Every turbulent era needs its Dante Alighieri, and Ken Auletta, bestselling author and veteran New Yorker columnist has taken on the Italian bard's mantle to descend into the hell that the marketing and advertising industry has become since the advent of digital and social media.
Abandon all hope, ye who enter here.
Auletta decides to "follow the money" right through the concentric circles of hell, reasoning that the best way to understand advertising's current condition is to trace the shrinking advertising revenue of traditional players – revenue that is now fueling Google, Facebook, and a "myriad of other new digital enterprises." Auletta's concern is that interruptive advertising, which has underwritten entertainment, news and product marketing is disappearing, and with it go the economic and commercial benefits that we and the industry's players have so long enjoyed.

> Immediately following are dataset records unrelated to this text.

PR #37, opened 2024-01-17
WIP: Added state support

marlonbasten:
I started working on adding support for states in countries. This will hopefully fix the issues Germany and India are currently having. ( Issues: #8 #12 )

For now I only added NRW (North-Rhine Westphalia) as a POC. Tests also have to be added.

I would really appreciate the help of the Indian and German communities with feedback, improvements and adding tests and more states. I will add more states myself in the coming hours and tomorrow.

### DIFF
--- a/.phpactor.json
+++ b/.phpactor.json
@@ -1,0 +1,4 @@
+{
+    "$schema": "/Applications/Tinkerwell.app/Contents/Resources/phpactor/phpactor.schema.json",
+    "language_server_phpstan.enabled": false
+}
--- a/src/Countries/Country.php
+++ b/src/Countries/Country.php
@@ -5,6 +5,7 @@ namespace Spatie\Holidays\Countries;
 use Carbon\CarbonImmutable;
 use Spatie\Holidays\Exceptions\InvalidYear;
 use Spatie\Holidays\Exceptions\UnsupportedCountry;
+use Spatie\Holidays\States\State;
 
 abstract class Country
 {
@@ -14,30 +15,35 @@ abstract class Country
     abstract protected function allHolidays(int $year): array;
 
     /** @return array<string, CarbonImmutable> */
-    public function get(int $year): array
+    public function get(int $year, ?State $state = null): array
     {
         $this->ensureYearCanBeCalculated($year);
 
-        $allHolidays = $this->allHolidays($year);
+        $allHolidaysCountry = $this->formatHolidays(
+            holidays: $this->allHolidays($year),
+            year: $year,
+        );
 
-        $allHolidays = array_map(function ($date) use ($year) {
-            if (is_string($date)) {
-                $date = CarbonImmutable::createFromFormat('Y-m-d', "{$year}-{$date}");
-            }
+        $allHolidaysState = $this->formatHolidays(
+            holidays: $state?->allHolidays($year) ?? [],
+            year: $year,
+        );
 
-            return $date;
-        }, $allHolidays);
+        $allHolidays = [
+            ...$allHolidaysCountry,
+            ...$allHolidaysState,
+        ];
 
         uasort($allHolidays,
-            fn (CarbonImmutable $a, CarbonImmutable $b) => $a->timestamp <=> $b->timestamp
+            static fn (CarbonImmutable $a, CarbonImmutable $b) => $a->timestamp <=> $b->timestamp
         );
 
         return $allHolidays;
     }
 
-    public static function make(): static
+    public static function make(?State $state = null): static
     {
-        return new static();
+        return new static($state);
     }
 
     public static function find(string $countryCode): ?Country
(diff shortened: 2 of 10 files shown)


Nielsvanpach:
Hi @marlonbasten, thanks for your effort on this! As you might have noticed, this package is blowing up with PRs, so it takes a while to get through them.

I'm sure your approach works fine for Germany, but we decided to use a simpler solution for states and regions which is extendable for more use cases. I've added some docs on this: https://github.com/spatie/holidays?tab=readme-ov-file#contributing-a-new-country

Let me know what you think.

marlonbasten:
@Nielsvanpach I saw that someone approved the workflows for this PR 😄. I saw that PHPStan was failing so I fixed that. Even if this doesn't get merged, maybe something can be salvaged from this PR.

eusonlito:
How many levels should be added?

In Spain we have national (country), by autonomous community (region), province (state) and city.

Is this a common case in other countries?

marlonbasten:
> How many levels should be added?
> 
> In Spain we have national (country), by autonomous community (region), province (state) and city.
> 
> Is this a common case in other countries?

@eusonlito We have something similar in Germany. But this is only an exception for a few cities. In my solution this could be solved like that:

(Disclaimer: My solution uses the name "state". So I'll call everything a State)

- Create a state class "GaliciaRegion" and add the holidays that apply to that region
- Create a state class "LugoProvince" and make it extend "GaliciaRegion" and merge the holidays of Galicia and Lugo in it
- Create a state class "LugoCity" and make it extend "LugoProvince", do the same as above.

Now you can get all holidays.

Get all national holidays:
```php
Holidays::for(Spain::make())
  ->get();
```

Get holidays from Spain and the Galicia region:
```php
Holidays::for(Spain::make(), state: GaliciaRegion::make())
  ->get();
```

Get holidays from Spain and the Lugo province in the Galicia region:
```php
Holidays::for(Spain::make(), state: LugoProvince::make())
  ->get();
```

Get holidays from Spain and Lugo city in the Lugo province in the Galicia region:
```php
Holidays::for(Spain::make(), state: LugoCity::make())
  ->get();
```

Could this solution work for you?

marlonbasten:
@Nielsvanpach Thanks for running the tests again! I genuinely do now know why this one test is failing. When looking at the logs everything seems to be alright, but the test is flagged as filed.

eusonlito:
@marlonbasten perhaps the solution is for everything to be a region?

And each region can extend to a parent region. This way you can create as many levels as you need depending on the location:

City > State > Region > Country

In any case, you should be able to get only the vacations of a city, without including those of its province, region or country, since in many cases vacations are shown separately in the calendars (local, provincial, region, national).

marlonbasten:
@eusonlito That would be an option too. But what about if you want to get the holidays for a city including the nationwide holidays? In Germany for example we have nationwide (country) holidays and state-specific holidays. 

Those don't get separated and are always shown in one. So maybe I change the following in my PR:
- Change the name "state" to "region"
- Create logic to extend a Region but without merging the holidays of the extended region.

Then you could do the same as before but can now also do this for the regions separately without getting the "parents" holidays.

```php
State::findOrFail(Spain::make(), LugoCity::make())->get();
```

eusonlito:
@marlonbasten yes, by default it is all holidays together, but perhaps an additional method should be added to `make` that returns only holidays specific to that region.

And... how about changing the directory structure for the holidays?

```
src/Locations/Spain/Spain.php // Country
src/Locations/Spain/Andalucia/Andalucia.php // Region
src/Locations/Spain/Andalucia/Sevilla/Sevilla.php // State
src/Locations/Spain/Andalucia/Sevilla/Sevilla/Sevilla.php // City
src/Locations/Spain/Andalucia/Sevilla/Sevilla/DosHermanas.php // City
src/Locations/Spain/Galicia/Galicia.php // Region
src/Locations/Spain/Galicia/Galicia/Lugo/Lugo.php // State
src/Locations/Spain/Galicia/Galicia/Lugo/Lugo/Lugo.php // City
src/Locations/Spain/Galicia/Galicia/Lugo/Lugo/Foz.php // City
```

:grinning:

marlonbasten:
@eusonlito I could do that. But I don't want to put any more time into this PR because I already got told that my solution will not be merged 😅

If any of the core members of Spatie agree to a solution proposed by @eusonlito or me I would be happy to take my time to make those changes! :)

marlonbasten:
@MeiKatz Smart and easy solution indeed! That would work well for Germany. I have an initial thought about that tho:

How would you get only the holidays that apply to that state? As far as I understand, most people in Spain want to show state/federal/etc.
holidays separately. Would you merge that in the state method somehow? Maybe implement a HasStates/HasRegions Interface?

Maybe I'll try to implement that locally and if I like it I'll change that in my PR.

On another note: Are you satisfied with the current official proposal about states/regions?

marlonbasten:
Closing this PR now due to lack of communication.

PR #39, opened 2024-01-17
add support for country regions

Nielsvanpach:


marlonbasten:
Also a good solution! Can you maybe also look at my solution? #37
I think both solutions have certain upsides and downsides. Yours is simple and easier to extend.
Mine is more type-safe when needed and adds the functionality to get only state-specific holidays

PR #43, opened 2024-01-17
Add Australian Holidays

patrickomeara:
These are the national holidays down to the state level.

### DIFF
--- a/src/Countries/Australia.php
+++ b/src/Countries/Australia.php
@@ -1,0 +1,35 @@
+<?php
+
+namespace Spatie\Holidays\Countries;
+
+use Carbon\CarbonImmutable;
+
+class Australia extends Country
+{
+    public function countryCode(): string
+    {
+        return 'au';
+    }
+
+    protected function allHolidays(int $year): array
+    {
+        return array_merge([
+            'New Year\'s Day' => '01-01',
+            'Australia Day' => '01-26',
+            'Anzac Day' => '04-25',
+            'Christmas Day' => '12-25',
+            'Boxing Day' => '12-26',
+        ], $this->variableHolidays($year));
+    }
+
+    /** @return array<string, CarbonImmutable> */
+    protected function variableHolidays(int $year): array
+    {
+        $easter = CarbonImmutable::createFromTimestamp(easter_date($year))->setTimezone('Australia/Sydney');
+
+        return [
+            'Good Friday' => $easter->subDays(2),
+            'Easter Monday' => $easter->addDay(),
+        ];
+    }
+}
--- a/src/Countries/Australia.php
+++ b/src/Countries/Australia.php
@@ -6,6 +6,11 @@ use Carbon\CarbonImmutable;
 
 class Australia extends Country
 {
+    protected function __construct(
+        protected ?string $region = null,
+    ) {
+    }
+
     public function countryCode(): string
     {
         return 'au';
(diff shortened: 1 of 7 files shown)


src/Countries/Australia.php
```diff
@@ -0,0 +1,39 @@
...
+        ], $this->variableHolidays($year));
+    }
+
+    /** @return array<string, CarbonImmutable> */
+    protected function variableHolidays(int $year): array
+    {
+        $easter = CarbonImmutable::createFromTimestamp(easter_date($year))->setTimezone('Australia/Sydney');
+
+        return [
+            'Queen\'s Birthday' => CarbonImmutable::parse("second monday of june $year"),
```
samlev, line 32: It's King's birthday now :)

It's also regional - different dates for different states.

patrickomeara: I've removed it. Once the package handles states we can get a little more granular.

samlev: Yeah, there's something mentioning regional dates in the readme, but regional holidays in Australia get weird

patrickomeara: I've also removed Easter Saturday and Sunday as some states don't observe them.

Let's see what comes of @Nielsvanpach's PR #39.

Nielsvanpach: i've added documentation on how to handle regions: https://github.com/spatie/holidays?tab=readme-ov-file#contributing-a-new-country

src/Countries/Australia.php
```diff
@@ -0,0 +1,35 @@
...
+            'Anzac Day' => '04-25',
+            'Christmas Day' => '12-25',
+            'Boxing Day' => '12-26',
+        ], $this->variableHolidays($year));
+    }
+
+    /** @return array<string, CarbonImmutable> */
+    protected function variableHolidays(int $year): array
+    {
+        $easter = CarbonImmutable::createFromTimestamp(easter_date($year))->setTimezone('Australia/Sydney');
```
Nielsvanpach, line 28: Could you use `$this->easter($year)` instead? Available after rebasing from this repo's main branch.

src/Countries/Australia.php
kurucu: Why not just add all days, and suffix the description with the state in brackets? e.g. "King's Holiday (VIC)".

patrickomeara: I've added regional support to the state level.

src/Countries/Australia.php
patrickomeara: This is done.

Nielsvanpach:
Thanks! I'll leave this open until this has some approvals by others.

samlev (approved):
Looks good to me without going into the absolute absurdity that is "replacement public holidays" (i e. those certain public holidays that fall on a weekend so some states give a "replacement" public holiday on the following Monday)

patrickomeara:
Thanks @samlev I did think about the replacement days but decided against implementing something at this stage. The context of how the package is being used is a big factor to whether replacement days are useful or not.

src/Countries/Australia.php
```diff
@@ -0,0 +1,119 @@
...
+        return [
+            'Good Friday' => $easter->subDays(2),
+            'Easter Monday' => $easter->addDay(),
+            // https://en.wikipedia.org/wiki/Public_holidays_in_Australia
+            ...array_filter(match($this->region) {
+                'act' => [
+                    'Canberra Day' => CarbonImmutable::parse("second monday of march {$year}"),
+                    'Easter Saturday' => $easter->subDay(),
+                    'Easter Sunday' => $easter,
+                    'Reconciliation Day' => CarbonImmutable::create($year, 5, 27)->modify("monday"),
```
patrickomeara, line 44: @Nielsvanpach would you rather this PHPStan failure ignored or a ternary?

```php
'Reconciliation Day' => ($may27 = CarbonImmutable::create($year, 5, 27)) ? $may27->modify("monday") : null,
```

samlev: I would suggest something like:

```php
Carbon::create($year, 5, 27)->modify('monday')->toImmutable()
```

patrickomeara: This gives two errors 😄 

```
  45     Cannot call method modify() on Carbon\Carbon|false.
  45     Cannot call method toImmutable() on Carbon\Carbon|false.
  ```

patrickomeara: Added to the phpstan baseline, there were others in there already so I assume that's the right course of action here.

patrickomeara:
The tests seem a little flaky, when running all the tests locally I get between 1 and 3 fails. Uganda, Estonia and North Macedonia.

Nielsvanpach:
Thanks, PR looks good! I'll have a look at the failing tests.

The author's research for the book is extensive – approximately 450 recorded interviews (including one with this reviewer). The interviews are both a source of strength and weakness of the book, since many of Auletta's key sources – Martin Sorrell, Irwin Gottlieb, Richard Tobaccowala, Randall Rothenberg, Caroline Everson, Les Moonves, Beth Comstock, Anne Finucane, Bob Greenberg, Keith Weed and Gary Vaynerchuk – are affected by the industry's disruptions, and each source's observations contain elements of disbelief, anger, fear, denial and hope. The advertising industry today has the intellectual and emotional clarity of a mental institution, and one cannot expect to find the truth about the future of mental health by relying on the thoughts of the inmates.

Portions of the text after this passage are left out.